# Greyhound to launch in UK



## jamesontheroad (Aug 19, 2009)

First Group, the Scottish transport company that owns the Greyhound brand, today announced plans to launch a low cost intercity bus service in the UK under the Greyhound banner. Follow link to full press release and links to tif images of UK-spec Greyhound coaches (Scania chassis, Irizar PB bodies). Initial routes will be London - Southampton and London - Portsmouth.

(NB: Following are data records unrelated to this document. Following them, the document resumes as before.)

PR #241, opened 2016-08-26
Add option to initialize model using quantiles

saurfang:
Using quantiles (e.g. 5th, 95th) instead of min/max to initialie spline can create better buckets for features that are unimodal but heavily skewed.
Broadcast model during feature flattening to minimize task deserialization time (this is crucial for partition sample to work).
Initialize feature as point when min and max is the same for Spline. This will make BIAS a point feature instead of a Spline feature.
A few other code clean up.

@jq @deerzq @timyitong

### DIFF
--- a/core/src/main/java/com/airbnb/aerosolve/core/transforms/MoveFloatToStringTransform.java
+++ b/core/src/main/java/com/airbnb/aerosolve/core/transforms/MoveFloatToStringTransform.java
@@ -21,6 +21,7 @@ public class MoveFloatToStringTransform implements Transform {
   private String outputName;
   private List<String> keys;
   private double cap;
+  private boolean keep;
 
   @Override
   public void configure(Config config, String key) {
@@ -34,6 +35,11 @@ public class MoveFloatToStringTransform implements Transform {
       cap = config.getDouble(key + ".cap");
     } else {
       cap = 1e10;
+    }
+    if (config.hasPath(key + ".keep")) {
+      keep = config.getBoolean(key + ".keep");
+    } else {
+      keep = false;
     }
   }
 
@@ -56,7 +62,9 @@ public class MoveFloatToStringTransform implements Transform {
     if (keys != null) {
       for (String key : keys) {
         moveFloat(feature1, output, key, cap, bucket);
-        feature1.remove(key);
+        if(!keep) {
+          feature1.remove(key);
+        }
       }
     } else {
       for (Iterator<Entry<String, Double>> iterator = feature1.entrySet().iterator();
@@ -65,7 +73,9 @@ public class MoveFloatToStringTransform implements Transform {
         String key = entry.getKey();
 
         moveFloat(feature1, output, key, cap, bucket);
-        iterator.remove();
+        if(!keep) {
+          iterator.remove();
+        }
       }
     }
   }
--- a/core/src/main/java/com/airbnb/aerosolve/core/transforms/MoveFloatToStringTransform.java
+++ b/core/src/main/java/com/airbnb/aerosolve/core/transforms/MoveFloatToStringTransform.java
@@ -13,7 +13,9 @@ import java.util.List;
 
 /**
  * Moves named fields from one family to another. If keys are not specified, all keys are moved
- * from the float family.
+ * from the float family. Features are capped via a `cap` config, which defaults to 1e10, to avoid
+ * exploding string features. The original float feature is removed but can be overridden using
+ * `keep` boolean config.
  */
 public class MoveFloatToStringTransform implements Transform {
   private String fieldName1;
--- a/training/src/main/scala/com/airbnb/aerosolve/training/AdditiveModelTrainer.scala
+++ b/training/src/main/scala/com/airbnb/aerosolve/training/AdditiveModelTrainer.scala
@@ -159,7 +159,8 @@ object AdditiveModelTrainer {
                         linearFeatureFamilies: Set[String],
                         priors: Array[String],
                         minCount: Int,
-                        nDTreePipelineParams: NDTreePipelineParams)
+                        nDTreePipelineParams: NDTreePipelineParams,
+                        initQuantiles: Seq[Double])
 
   case class LearningRateParams(initialLearningRate: Double,
                                 learningRateDecay: Double,
@@ -237,9 +238,11 @@ object AdditiveModelTrainer {
     // transform example as-is to initialize model which we can base our vector compression upon
     val transformed = (frac: Double) => LinearRankerUtils.makePointwiseFloat(input(frac), transformer)
     var model = modelInitialization(sc, transformed, params)
+    var modelBC = sc.broadcast(model.generateFeatureIndexer())
     var bestModel = model
 
-    val Array(trainVectorRDD, validationVectorRDD) = transformFeatureVectorAndSplit(sc, input, params, transformer, model)
+    // broadcast a separate copy of model because the modelBC will be destroyed after each iteration
+    val Array(trainVectorRDD, validationVectorRDD) = transformFeatureVectorAndSplit(sc, input, params, transformer, sc.broadcast(model))
 
     var learningRate = params.learningRate.initialLearningRate
     var trainingLosses = List(Double.MaxValue)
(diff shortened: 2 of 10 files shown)


training/src/main/scala/com/airbnb/aerosolve/training/AdditiveModelTrainer.scala
```diff
@@ -159,7 +159,8 @@ object AdditiveModelTrainer {
                         linearFeatureFamilies: Set[String],
                         priors: Array[String],
                         minCount: Int,
-                        nDTreePipelineParams: NDTreePipelineParams)
+                        nDTreePipelineParams: NDTreePipelineParams,
+                        initQuantiles: Seq[Double])
```
jq: Nice, can you add the new quantiles to one of the demo conf?

training/src/main/scala/com/airbnb/aerosolve/training/AdditiveModelTrainer.scala
```diff
@@ -237,21 +238,22 @@ object AdditiveModelTrainer {
...
     var validationLosses = List(Double.MaxValue)
     var bestValidationLoss = Double.MaxValue
     var bestIteration = 0
     val sgdParams = SgdParams(params, sc.accumulator(0), sc.accumulator(0))
-    var modelBC = sc.broadcast(model.generateFeatureIndexer())
     var i = 0
     while (i < iterations &&
       (params.loss.earlyStopping == 0 || (i - bestIteration) < params.loss.earlyStopping) &&
-      (trainingLosses.length < 2 || (trainingLosses(1) - trainingLosses(0) > params.loss.convergenceTolerance))
+      (trainingLosses.length < 2 || params.loss.convergenceTolerance <= 0 || (trainingLosses(1) - trainingLosses(0) > params.loss.convergenceTolerance))
```
jq: params.loss.convergenceTolerance <= 0  what case we set it to <= 0?

training/src/main/scala/com/airbnb/aerosolve/training/AdditiveModelTrainer.scala
```diff
@@ -237,21 +238,22 @@ object AdditiveModelTrainer {
     // transform example as-is to initialize model which we can base our vector compression upon
     val transformed = (frac: Double) => LinearRankerUtils.makePointwiseFloat(input(frac), transformer)
     var model = modelInitialization(sc, transformed, params)
+    var modelBC = sc.broadcast(model.generateFeatureIndexer())
     var bestModel = model
 
-    val Array(trainVectorRDD, validationVectorRDD) = transformFeatureVectorAndSplit(sc, input, params, transformer, model)
+    // broadcast a separate copy of model because the modelBC will be destroyed after each iteration
+    val Array(trainVectorRDD, validationVectorRDD) = transformFeatureVectorAndSplit(sc, input, params, transformer, sc.broadcast(model))
```
jq: should it change interface to Broadcast[]?

training/src/main/scala/com/airbnb/aerosolve/training/TrainingUtils.scala
```diff
@@ -256,17 +265,32 @@ object TrainingUtils {
...
+          // TODO: use built-in percentileApprox in Spark 2.0
+          quantiles.map(q => callUDF("percentile_approx", $"value", lit(q))): _*
       )
       // ignore features present in less than minCount examples
       .where($"count" >= minCount)
       .map {
-        case Row(family: String, feature: String, count: Long, min: Double, max: Double, sum: Double, sqSum: Double) =>
-          ((family, feature), FeatureStatistics(count, min, max, sum / count, (sqSum - sum * sum / count) / (count - 1)))
+        row =>
+          val Seq(family: String, feature: String, count: Long, min: Double, max: Double, sum: Double, sqSum: Double) = row.toSeq.take(7)
```
jq: use a const for both 7?

training/src/main/scala/com/airbnb/aerosolve/training/TrainingUtils.scala
```diff
@@ -256,17 +265,32 @@ object TrainingUtils {
...
-        sum($"value" * $"value")
+        Seq(
+          min($"value"),
+          max($"value"),
+          sum($"value"),
+          // TODO: use built-in stdev function in Spark 1.6
+          sum($"value" * $"value")
+        ) ++
+          // TODO: use built-in percentileApprox in Spark 2.0
+          quantiles.map(q => callUDF("percentile_approx", $"value", lit(q))): _*
```
jq: what's the magic of : _* here?

jq:
some unit test failed

training/src/main/scala/com/airbnb/aerosolve/training/AdditiveModelTrainer.scala
saurfang: Good call. Added.

training/src/main/scala/com/airbnb/aerosolve/training/AdditiveModelTrainer.scala
saurfang: When you don't want to stop iteration even when training loss might be increasing. This can happen if training and evaluation loss is quite correlated. More iterations might still help because learning rate decay will kick in and could possibly further decrease loss down the road. Those cases are much better addressed using early stopping, which stops iterations early when loss has not improved for certain number of iterations. `convergenceTolerance` is useful if you want to experiment things quickly to get a "good enough" model.

training/src/main/scala/com/airbnb/aerosolve/training/TrainingUtils.scala
saurfang: addressed

training/src/main/scala/com/airbnb/aerosolve/training/TrainingUtils.scala
saurfang: It's a type casting. The function takes `columns: Column*` for argument. What we have is `Seq[Column]`. Normally you would do `columns: Column*` but in this case, you can just do `columns: _*` since `Column` type can be easily inferred. http://stackoverflow.com/questions/6051302/what-does-colon-underscore-star-do-in-scala

core/src/main/java/com/airbnb/aerosolve/core/transforms/MoveFloatToStringTransform.java
```diff
@@ -21,6 +21,7 @@
   private String outputName;
   private List<String> keys;
   private double cap;
+  private boolean keep;
```
deerzq: edit the comments in line 15 - 16 to address this change.

training/src/main/scala/com/airbnb/aerosolve/training/TrainingUtils.scala
```diff
@@ -226,16 +227,33 @@ object TrainingUtils {
...
+                              )
 
   /**
     * Compute [[FeatureStatistics]] across examples and ignore those with less than minCount features.
     */
-  def getFeatureStatistics(minCount: Int, input: RDD[Example]): Array[((String, String), FeatureStatistics)] = {
-    val sqlContext = SQLContext.getOrCreate(input.sparkContext)
+  def getFeatureStatistics(minCount: Int,
+                           input: RDD[Example],
+                           quantiles: Seq[Double] = Nil): Array[((String, String), FeatureStatistics)] = {
```
deerzq: it seems the length of  `quantiles` should be 2, so perhaps adding a check for the length?

deerzq:
some nits, LGTM

core/src/main/java/com/airbnb/aerosolve/core/transforms/MoveFloatToStringTransform.java
saurfang: added. thx

training/src/main/scala/com/airbnb/aerosolve/training/TrainingUtils.scala
saurfang: This was checked in additive trainer instead because it makes sense to gather more quantiles out of the context of additive trainer. When we have `approxPercentile` in Spark 2.0, we will probably be able to afford to get a lot more quantiles and do a more efficient dynamic bucketing.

> The Greyhound has landedWednesday 19 August 2009
> 
> Source: http://www.firstgroup.com/corporate/latest_news/?id=002371
> 
> ...


----------



## DET63 (Aug 19, 2009)

jamesbrownontheroad said:


> First Group, the Scottish transport company that owns the Greyhound brand, today announced plans to launch a low cost intercity bus service in the UK under the Greyhound banner. Follow link to full press release and links to tif images of UK-spec Greyhound coaches (Scania chassis, Irizar PB bodies). Initial routes will be London - Southampton and London - Portsmouth.
> 
> 
> > The Greyhound has landedWednesday 19 August 2009
> ...


So Brits will now be able to sing "Thank God and Greyhound You're Gone"?

"Follow link to full press release and links to tif images of UK-spec Greyhound coaches (Scania chassis, Irizar PB bodies)": I dunno. If it's not an MCI or the like, it's not a Greyhound.


----------